_What is needed_
Could you set down all of the data again, exactly as it stands?

__________________________________________________

PR #2431, opened 2023-07-11
Cache the discovered c'tors for types

hgschmie:
This ensures that each c'tor is discovered only once and then
retrieved from a cache.

Alternative approach to #2427

### DIFF
--- a/core/src/main/java/org/jdbi/v3/core/internal/JdbiClassUtils.java
+++ b/core/src/main/java/org/jdbi/v3/core/internal/JdbiClassUtils.java
@@ -16,12 +16,15 @@ package org.jdbi.v3.core.internal;
 import java.lang.reflect.InvocationTargetException;
 import java.lang.reflect.Method;
 import java.util.Arrays;
+import java.util.Map;
 import java.util.Optional;
 import java.util.Set;
+import java.util.concurrent.ConcurrentHashMap;
 import java.util.function.BiFunction;
 import java.util.stream.Collectors;
 import java.util.stream.Stream;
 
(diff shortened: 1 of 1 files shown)


core/src/main/java/org/jdbi/v3/core/internal/JdbiClassUtils.java
```diff
@@ -192,6 +195,8 @@ public static <T> T findConstructorAndCreateInstance(Class<T> type, Class<?>[] t
         return findConstructorAndCreateInstance(type, types, DEFAULT_EXCEPTION_HANDLER, parameters);
     }
 
+    private static final Map<Class<?>, CheckedFunction<Object[], Object>> CTOR_CACHE = new ConcurrentHashMap<>();
```
stevenschlansker, line 198: This will cause Jdbi to retain a reference to any class it observes forever, preventing class unloading.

__________________________________________________

_Result_
PR #2431, opened 2023-07-11
Cache the discovered c'tors for types

hgschmie:
This ensures that each c'tor is discovered only once and then
retrieved from a cache.

Alternative approach to #2427

### DIFF
--- a/core/src/main/java/org/jdbi/v3/core/internal/JdbiClassUtils.java
+++ b/core/src/main/java/org/jdbi/v3/core/internal/JdbiClassUtils.java
@@ -16,12 +16,15 @@ package org.jdbi.v3.core.internal;
 import java.lang.reflect.InvocationTargetException;
 import java.lang.reflect.Method;
 import java.util.Arrays;
+import java.util.Map;
 import java.util.Optional;
 import java.util.Set;
+import java.util.concurrent.ConcurrentHashMap;
 import java.util.function.BiFunction;
 import java.util.stream.Collectors;
 import java.util.stream.Stream;
 
(diff shortened: 1 of 1 files shown)


core/src/main/java/org/jdbi/v3/core/internal/JdbiClassUtils.java
```diff
@@ -192,6 +195,8 @@ public static <T> T findConstructorAndCreateInstance(Class<T> type, Class<?>[] t
         return findConstructorAndCreateInstance(type, types, DEFAULT_EXCEPTION_HANDLER, parameters);
     }
 
+    private static final Map<Class<?>, CheckedFunction<Object[], Object>> CTOR_CACHE = new ConcurrentHashMap<>();
```
stevenschlansker, line 198: This will cause Jdbi to retain a reference to any class it observes forever, preventing class unloading.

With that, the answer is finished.